# Your task:
The material below holds a span beginning at the line with "Great, thank you" and ending at the line with "Yeah I suppose". Quote that span exactly, both ends included, and only that span.
━━━━━━━━
PR #2081, opened 2020-11-14
LUCENE-9413: Add CJKWidthCharFilter and its factory.

mocobeta:
This adds a char filter (and its factory) which is the exact counterpart of o.a.l.a.cjk.CJKWidthFilter. The char filter would be useful especially for dictionary-based CJK analyzers; e.g. kuromoji.

https://issues.apache.org/jira/browse/LUCENE-9413


rmuir (approved):
Looks good!

mocobeta:
Merged. Thank you @rmuir for review!

PR #2084, opened 2020-11-17
LUCENE-9592: Loosen equality checks in TestVectorUtil.

jtibshirani:
TestVectorUtil occasionally fails because of floating point errors. This
change slightly increases the epsilon in equality checks -- testing shows that
this will greatly decrease the chance of failure.


msokolov (approved):
Thanks! Yes, I think your analysis is good - we see people experimenting with quantizing down to a byte-per-sample while maintaining good near-neighbor matching results. https://ai.googleblog.com/2020/07/announcing-scann-efficient-vector.html, for example, showed some promising results in this vein. Are you able to push the commit yet?

jtibshirani:
> Are you able to push the commit yet?

Not yet, I'm still waiting on account credentials.

PR #2085, opened 2020-11-18
LUCENE-9508: Fix DocumentsWriter to block threads until unstalled

s1monw:
DWStallControl expects the caller to loop on top of the wait call to make
progress with flushing if the DW is stalled. This logic wasn't applied such that
DW only stalled for one second and then released the indexing thread. This can cause
OOM if for instance during a full flush one DWPT gets stuck and other threads keep on
indexing.

### DIFF
--- a/lucene/core/src/java/org/apache/lucene/index/DocumentsWriter.java
+++ b/lucene/core/src/java/org/apache/lucene/index/DocumentsWriter.java
@@ -371,19 +371,15 @@ final class DocumentsWriter implements Closeable, Accountable {
   private boolean preUpdate() throws IOException {
     ensureOpen();
     boolean hasEvents = false;
-
-    if (flushControl.anyStalledThreads() || (flushControl.numQueuedFlushes() > 0 && config.checkPendingFlushOnUpdate)) {
+    while (flushControl.anyStalledThreads() || (flushControl.numQueuedFlushes() > 0 && config.checkPendingFlushOnUpdate)) {
       // Help out flushing any queued DWPTs so we can un-stall:
-      do {
-        // Try pick up pending threads here if possible
-        DocumentsWriterPerThread flushingDWPT;
-        while ((flushingDWPT = flushControl.nextPendingFlush()) != null) {
-          // Don't push the delete here since the update could fail!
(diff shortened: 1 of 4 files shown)


s1monw:
@mikemccand can you take a look pls

lucene/core/src/test/org/apache/lucene/index/TestIndexWriter.java
```diff
@@ -4258,4 +4258,47 @@ public void testPendingNumDocs() throws Exception {
       }
     }
   }
+
+  public void testIndexWriterBlocksOnStall() throws IOException, InterruptedException {
+    try (Directory dir = newDirectory()) {
+      try (IndexWriter writer = new IndexWriter(dir, newIndexWriterConfig())) {
```
dweiss, line 4264: pull it up into the same try (semicolon-separated)?

lucene/core/src/java/org/apache/lucene/index/DocumentsWriter.java
```diff
@@ -371,19 +371,15 @@ public void close() throws IOException {
   private boolean preUpdate() throws IOException {
     ensureOpen();
     boolean hasEvents = false;
-
-    if (flushControl.anyStalledThreads() || (flushControl.numQueuedFlushes() > 0 && config.checkPendingFlushOnUpdate)) {
```
dweiss, line 375: oh, wonderful.

dweiss (approved):
LGTM.

lucene/core/src/test/org/apache/lucene/index/TestIndexWriter.java
s1monw: it's more clear that way what is closed first which is important here. That's why I do it this way.

lucene/core/src/java/org/apache/lucene/index/DocumentsWriter.java
s1monw: yeah, details...

dnhatn (approved):
Great catch! LGTM.

PR #2087, opened 2020-11-18
LUCENE-9613: Split ordinals into blocks when it saves 10+% space.

jpountz:
This changes the way that doc values write ordinals so that Lucene splits into
blocks if it would save more than 10% space, like we do for numeric fields. By
the way, we are now using the same code path to write ordinals and numbers.


jpountz:
Superseded by https://github.com/apache/lucene/pull/186

PR #2088, opened 2020-11-18
LUCENE-9617: Reset lowestUnassignedFieldNumber in FieldNumbers.clear()

msfroh:
FieldNumbers.clear() is called from IndexWriter.deleteAll(), which is
supposed to completely reset the state of the index. This includes
clearing all known fields.

Prior to this change, it would allocate progressively higher field
numbers, which results in larger and  larger arrays for
FieldInfos.byNumber, effectively "leaking" field numbers every time
deleteAll() is called.

# Description

If you run a loop that repeatedly adds documents to an IndexWriter and calls deleteAll, new fields will be given progressively higher index numbers. Since these index numbers are reflected in the size of the FieldInfos.byNumber array, this is effectively a memory leak.

# Solution

Reset lowestUnassignedFieldNumber to -1 when FieldNumbers.clear() is called (resetting the state to that of a newly-created FieldNumbers instance).

# Tests

Added a unit test to confirm that after calling clear(), the next field is given number 0.

# Checklist

### DIFF
--- a/lucene/CHANGES.txt
+++ b/lucene/CHANGES.txt
@@ -184,8 +184,8 @@ Bug fixes
 * LUCENE-9365: FuzzyQuery was missing matches when prefix length was equal to the term length
   (Mark Harwood, Mike Drob)
 
-* LUCENE-9617: Reset lowestUnassignedFieldNumber on FieldNumbers.clear(), to avoid leaking
-  field numbers on IndexWriter.deleteAll(). (Michael Froh)
+* LUCENE-9617: Fix per-field memory leak in IndexWriter.deleteAll(). Reset next available internal
+  field number to 0 on FieldInfos.clear(), to avoid wasting FieldInfo references. (Michael Froh)
 
 Other
 
--- a/lucene/CHANGES.txt
+++ b/lucene/CHANGES.txt
@@ -184,6 +184,9 @@ Bug fixes
 * LUCENE-9365: FuzzyQuery was missing matches when prefix length was equal to the term length
   (Mark Harwood, Mike Drob)
 
+* LUCENE-9617: Reset lowestUnassignedFieldNumber on FieldNumbers.clear(), to avoid leaking
+  field numbers on IndexWriter.deleteAll(). (Michael Froh)
+
 Other
 
 * LUCENE-9312: Allow gradle builds against arbitrary JVMs. (Tomoko Uchida, Dawid Weiss)
--- a/lucene/core/src/test/org/apache/lucene/index/TestFieldInfos.java
+++ b/lucene/core/src/test/org/apache/lucene/index/TestFieldInfos.java
@@ -187,4 +187,23 @@ public class TestFieldInfos extends LuceneTestCase {
     writer.close();
     dir.close();
   }
+
+  public void testFieldNumbersAutoIncrement() {
+    FieldInfos.FieldNumbers fieldNumbers = new FieldInfos.FieldNumbers("softDeletes");
+    for (int i = 0; i < 10; i++) {
+      fieldNumbers.addOrGet("field" + i, -1, IndexOptions.NONE, DocValuesType.NONE,
+          0, 0, 0, 0,
+          VectorValues.SearchStrategy.NONE, false);
+    }
+    int idx = fieldNumbers.addOrGet("EleventhField", -1, IndexOptions.NONE, DocValuesType.NONE,
+        0, 0, 0, 0,
+        VectorValues.SearchStrategy.NONE, false);
+    assertEquals("Field numbers 0 through 9 were allocated", 10, idx);
+
+    fieldNumbers.clear();
+    idx = fieldNumbers.addOrGet("PostClearField", -1, IndexOptions.NONE, DocValuesType.NONE,
+        0, 0, 0, 0,
+        VectorValues.SearchStrategy.NONE, false);
+    assertEquals("Field numbers should reset after clear()", 0, idx);
+  }
 }
--- a/lucene/core/src/java/org/apache/lucene/index/FieldInfos.java
+++ b/lucene/core/src/java/org/apache/lucene/index/FieldInfos.java
@@ -481,6 +481,7 @@ public class FieldInfos implements Iterable<FieldInfo> {
       indexOptions.clear();
       docValuesType.clear();
       dimensions.clear();
+      lowestUnassignedFieldNumber = -1;
     }
 
     synchronized void setIndexOptions(int number, String name, IndexOptions indexOptions) {
--- a/lucene/core/src/test/org/apache/lucene/index/TestIndexWriterDelete.java
+++ b/lucene/core/src/test/org/apache/lucene/index/TestIndexWriterDelete.java
@@ -20,6 +20,7 @@ package org.apache.lucene.index;
 import java.io.ByteArrayOutputStream;
 import java.io.IOException;
 import java.io.PrintStream;
+import java.io.UncheckedIOException;
 import java.util.ArrayList;
 import java.util.Collections;
 import java.util.List;
@@ -28,6 +29,7 @@ import java.util.concurrent.CountDownLatch;
 import java.util.concurrent.TimeUnit;
 import java.util.concurrent.atomic.AtomicBoolean;
 import java.util.concurrent.atomic.AtomicInteger;
+import java.util.concurrent.atomic.AtomicLong;
 
 import org.apache.lucene.analysis.Analyzer;
 import org.apache.lucene.analysis.MockAnalyzer;
@@ -36,6 +38,7 @@ import org.apache.lucene.document.Document;
 import org.apache.lucene.document.Field;
 import org.apache.lucene.document.FieldType;
 import org.apache.lucene.document.NumericDocValuesField;
+import org.apache.lucene.document.StoredField;
 import org.apache.lucene.document.StringField;
 import org.apache.lucene.search.IndexSearcher;
 import org.apache.lucene.search.ScoreDoc;
@@ -355,17 +358,17 @@ public class TestIndexWriterDelete extends LuceneTestCase {
     if (VERBOSE) {
       System.out.println("\nTEST: now final deleteAll");
     }
-    
+
     modifier.deleteAll();
     for (Thread thread : threads) {
       thread.join();
     }
-    
+
     if (VERBOSE) {
       System.out.println("\nTEST: now close");
     }
     modifier.close();
-    
+
     DirectoryReader reader = DirectoryReader.open(dir);
     if (VERBOSE) {
       System.out.println("\nTEST: got reader=" + reader);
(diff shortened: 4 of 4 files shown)


rmuir:
I'm suspicious that this is safe to do. What if another thread is calling addDocument at the same time?

msfroh:
> I'm suspicious that this is safe to do. What if another thread is calling addDocument at the same time?

As long as `FieldNumbers.clear()` is only called from `IndexWriter.deleteAll()`, my understanding is that the safety is provided by the `try (Closeable finalizer = docWriter.lockAndAbortAll()) {` block, which (I think) guarantees that any concurrent indexing is blocked until the lock is released.

lucene/CHANGES.txt
```diff
@@ -184,6 +184,9 @@ Bug fixes
 * LUCENE-9365: FuzzyQuery was missing matches when prefix length was equal to the term length
   (Mark Harwood, Mike Drob)
 
+* LUCENE-9617: Reset lowestUnassignedFieldNumber on FieldNumbers.clear(), to avoid leaking
```
dsmiley, line 187: Can you rewrite in terms of what a user might understand?  e.g.
`IndexWriter.deleteAll now resets internal field numbers; prevents ever-increasing numbers in unusual use-cases`
The latter part of what you wrote isn't bad but the first part is technical mumbo-jumbo that only Lucene deep divers would even recognize.

lucene/core/src/test/org/apache/lucene/index/TestFieldInfos.java
```diff
@@ -187,4 +187,23 @@ public void testMergedFieldInfos_singleLeaf() throws IOException {
...
+      fieldNumbers.addOrGet("field" + i, -1, IndexOptions.NONE, DocValuesType.NONE,
+          0, 0, 0, 0,
+          VectorValues.SearchStrategy.NONE, false);
+    }
+    int idx = fieldNumbers.addOrGet("EleventhField", -1, IndexOptions.NONE, DocValuesType.NONE,
+        0, 0, 0, 0,
+        VectorValues.SearchStrategy.NONE, false);
+    assertEquals("Field numbers 0 through 9 were allocated", 10, idx);
+
+    fieldNumbers.clear();
```
dsmiley, line 203: My only problem with unit tests like this is that it doesn't test what we _really_ want to know -- that when IW.deleteAll() is called (a user level thing, fieldNumbers.clear() is not), that the field numbers get reset.

dsmiley (changes requested):

rmuir:
> As long as FieldNumbers.clear() is only called from IndexWriter.deleteAll(), my understanding is that the safety is provided by the try (Closeable finalizer = docWriter.lockAndAbortAll()) { block, which (I think) guarantees that any concurrent indexing is blocked until the lock is released.

Thanks, maybe there is a way to improve the testing of `deleteAll` to better enforce this? Lucene is not testing this method much, but I know some users (e.g. Solr) are using it often. My concern is some race condition that ultimately creates segments with unaligned field numbers. This would be a disaster and definitely result in corruption (think, stored fields merging etc which copies binary/compressed data directly).

lucene/core/src/test/org/apache/lucene/index/TestFieldInfos.java
mikemccand: Uhm, but this is the purpose of a unit-test?

It should test the lowest "unit" of the software, in this case `FieldInfos` and its `clear` method.

The fact that `IW.deleteAll()` is the "user space manifestation" of this particular low level problem is actually unimportant, from the standpoint of this unit test.  The unit test should only test the smallest / shrink-wrapped problem, which is indeed that `FieldInfos.clear()` failed to do its job correctly.

We could consider adding a unit test that "IW.deleteAll does not leak memory", but I don't think that is required for committing this fix to an obvious bug  ...

mikemccand:
> > As long as FieldNumbers.clear() is only called from IndexWriter.deleteAll(), my understanding is that the safety is provided by the try (Closeable finalizer = docWriter.lockAndAbortAll()) { block, which (I think) guarantees that any concurrent indexing is blocked until the lock is released.
> 
> Thanks, maybe there is a way to improve the testing of `deleteAll` to better enforce this? Lucene is not testing this method much, but I know some users (e.g. Solr) are using it often. My concern is some race condition that ultimately creates segments with unaligned field numbers. This would be a disaster and definitely result in corruption (think, stored fields merging etc which copies binary/compressed data directly).

Maybe a new unit test that randomly calls `deleteAll()` and other IW APIs across threads?

Hmm, actually, it looks like `TestIndexWriter.testThreadInterruptDeadlock` is doing just that already.

`TestIndexWriterDelete` tests specific interesting cases.  `TestIndexWriterMergePolicy` seems to test the interaction of `deleteAll` and merge-on-commit.

lucene/CHANGES.txt
mikemccand: How about something like this?:

```
Fix FieldInfos.clear() to reset its internal next field number state back to 0, which was otherwise causing a slow memory leak for applications relying on IndexWriter.deleteAll.
```

mikemccand:
Maybe we could add a simple unit test here that keeps re-indexing the same small set of docs with many unique fields, then calls `IW.deleteAll`, many times?  Such that the test would OOME on trunk today, and then pass with the fix?  Would that test take too long to OOME (how slow is the leak?)?  If so we could mark it as `@Slow`.

lucene/CHANGES.txt
msfroh: Thinking backwards from the user (who probably cares about the slow memory leak more than anything), how about:

```
Fix per-field memory leak in IndexWriter.deleteAll(). Reset next available internal field number to 0 on FieldInfos.clear(), to avoid wasting FieldInfo references.
```

It gets the user-visible impact out front, explains the fix, and what was leaking, all in about 20 words.

msfroh:
> Maybe we could add a simple unit test here that keeps re-indexing the same small set of docs with many unique fields, then calls IW.deleteAll, many times? Such that the test would OOME on trunk today, and then pass with the fix? Would that test take too long to OOME (how slow is the leak?)? If so we could mark it as @Slow.

I'll give that a shot. With trunk, my code ran for about 12 hours and was still limping along (at a rate of ~5 documents/second, versus ~250 documents/second in the first minute). But I was doing some heavy analysis and flushing to disk. Adding a doc with a bunch of doc value fields, calling deleteAll(), and repeating, I think the problem should reproduce pretty quickly. I think I still need to trigger a `FieldInfos.finish()` to force it to allocate the large array. Alternatively, we would get an overflow on `lowestUnassignedFieldNumber` (though it looks like FieldNumbers will happily just give out negative field numbers in that case).

Anyway, I'll try to come up with a test that breaks quickly.

mikemccand:
OK thanks @msfroh.  This indeed sounds like a very inefficient way to test for this particular bug!  But maybe you could mark it `@Monster`, like e.g. `Test2BBinaryDocValues` and such?  These tests get run only during release (if even, hmm).

I think it is out of scope for you to prove, here, that usage of this `FieldInfos.clear()` API is 100% safe -- we cannot boil the ocean with otherwise well contained bug fixes like this one.  Progress not perfection :)

Maybe we can at least add a warning to javadocs for `IndexWriter.deleteAll` that any concurrently running indexing operations (`addDocument`, etc.) may or may not be deleted, i.e. the behavior of such concurrent operations are not defined / predictable.

lucene/core/src/test/org/apache/lucene/index/TestFieldInfos.java
dsmiley: I agree that nothing more than what was done is _required_.  My feedback reflects my low opinion of the value of some unit tests like this one.  I've seen low level unit tests before that seem nice at a glance yet the component still doesn't work as intended due to other reasons.  From the conversation over the course of today I see here... it seems my point has some credence ;-)

msfroh:
I managed to trigger an OutOfMemoryError, at least within my IDE by burning through 50 million fields, then trying to add one more document and flushing.

Curiously, the test wasn't failing on the OOME itself, but rather we fail an assertion when trying to rollback on tragedy (where the tragedy was the OOME). Here's that stack trace:

```
java.lang.AssertionError: pendingNumDocs 1 != 0 totalMaxDoc
	at __randomizedtesting.SeedInfo.seed([ABBF17C4E0FCDEE5:DDC8E99910AFC8FF]:0)
	at org.apache.lucene.index.IndexWriter.rollbackInternal(IndexWriter.java:2398)
	at org.apache.lucene.index.IndexWriter.maybeCloseOnTragicEvent(IndexWriter.java:5196)
	at org.apache.lucene.index.IndexWriter.tragicEvent(IndexWriter.java:5186)
	at org.apache.lucene.index.IndexWriter.doFlush(IndexWriter.java:3932)
	at org.apache.lucene.index.IndexWriter.flush(IndexWriter.java:3874)
	at org.apache.lucene.index.IndexWriter.flush(IndexWriter.java:3853)
	at org.apache.lucene.index.TestIndexWriterDelete.testDeleteAllRepeated(TestIndexWriterDelete.java:496)
```

mikemccand:
> Curiously, the test wasn't failing on the OOME itself, but rather we fail an assertion when trying to rollback on tragedy (where the tragedy was the OOME). Here's that stack trace:

Well, that is spooky -- this looks like a pre-existing bug in `IndexWriter`'s `abort`!  But I don't think we must fix that before committing this fix?  Can you open a new issue for it?

msfroh:
> Well, that is spooky -- this looks like a pre-existing bug in `IndexWriter`'s `abort`! But I don't think we must fix that before committing this fix? Can you open a new issue for it?

https://issues.apache.org/jira/browse/LUCENE-9621

mikemccand:
Great, thank you for adding the new "user space impact" test case @msfroh (in addition to the low-level unit test)!  @dsmiley does that address your concern about the lower level unit test?

Net/net I think this is ready -- I think the existing tests we have that concurrently {{deleteAll}} help address @rmuir's concern too.  I will beast this change for a while to see if there are any interesting failures ...

dsmiley (approved):

s1monw:
> Well, that is spooky -- this looks like a pre-existing bug in IndexWriter's abort! But I don't think we must fix that before committing this fix? Can you open a new issue for it?

I am not sure we can guarantee anything on an OOM? 

> I'm suspicious that this is safe to do. What if another thread is calling addDocument at the same time?

The explanation from @msfroh is correct here we basically stop the world here since we hold the IW lock, lock all DWPT, prevent the creation of new DWPT and abort all merges. That's basically all we can do here. I made the ask for removing this method a couple of times since it creates a ton of friction and is hard to test. IMO we should rather ask the user to close the IW, open a new one that re-creates the index altogether.

mikemccand:
> I am not sure we can guarantee anything on an OOM?

Yeah I suppose that is essentially nearly hopeless, sigh -- this is why `IndexWriter` aborts on OOME.

> The explanation from @msfroh is correct here we basically stop the world here since we hold the IW lock, lock all DWPT, prevent the creation of new DWPT and abort all merges. That's basically all we can do here.

+1

> I made the ask for removing this method a couple of times since it creates a ton of friction and is hard to test. IMO we should rather ask the user to close the IW, open a new one that re-creates the index altogether.

I think this method serves an important purpose/use-case: it lets you efficiently clear the whole index, transactionally, so that e.g. searchers can see the old index, and then the new index, without seeing the fully deleted index at all.  I think we should fix its bugs instead!

s1monw:
> I think this method serves an important purpose/use-case: it lets you efficiently clear the whole index, transactionally, so that e.g. searchers can see the old index, and then the new index, without seeing the fully deleted index at all. I think we should fix its bugs instead!

I know, that's what you said about the last 2 subtile bugs.

mikemccand:
> > I think this method serves an important purpose/use-case: it lets you efficiently clear the whole index, transactionally, so that e.g. searchers can see the old index, and then the new index, without seeing the fully deleted index at all. I think we should fix its bugs instead!
> 
> I know, that's what you said about the last 2 subtile bugs.

Fair enough ;)

mikemccand:
I beasted this PR for 36 iterations and uncovered only an [unrelated issue](https://issues.apache.org/jira/browse/LUCENE-9638) -- I think this is ready!  I'll push soon.  Thanks @msfroh!

PR #2089, opened 2020-11-18
SOLR-14999: Option to set the advertised port for Solr.

HoustonPutman:
https://issues.apache.org/jira/browse/SOLR-14999

I am open to suggestions on the naming of this new option. Currently I have `-Dsolr.port.advertise` and `SOLR_PORT_ADVERTISE`, because I think those are more descriptive names than `hostPort`.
━━━━━━━━
# The completed task:
Great, thank you for adding the new "user space impact" test case @msfroh (in addition to the low-level unit test)!  @dsmiley does that address your concern about the lower level unit test?

Net/net I think this is ready -- I think the existing tests we have that concurrently {{deleteAll}} help address @rmuir's concern too.  I will beast this change for a while to see if there are any interesting failures ...

dsmiley (approved):

s1monw:
> Well, that is spooky -- this looks like a pre-existing bug in IndexWriter's abort! But I don't think we must fix that before committing this fix? Can you open a new issue for it?

I am not sure we can guarantee anything on an OOM? 

> I'm suspicious that this is safe to do. What if another thread is calling addDocument at the same time?

The explanation from @msfroh is correct here we basically stop the world here since we hold the IW lock, lock all DWPT, prevent the creation of new DWPT and abort all merges. That's basically all we can do here. I made the ask for removing this method a couple of times since it creates a ton of friction and is hard to test. IMO we should rather ask the user to close the IW, open a new one that re-creates the index altogether.

mikemccand:
> I am not sure we can guarantee anything on an OOM?

Yeah I suppose that is essentially nearly hopeless, sigh -- this is why `IndexWriter` aborts on OOME.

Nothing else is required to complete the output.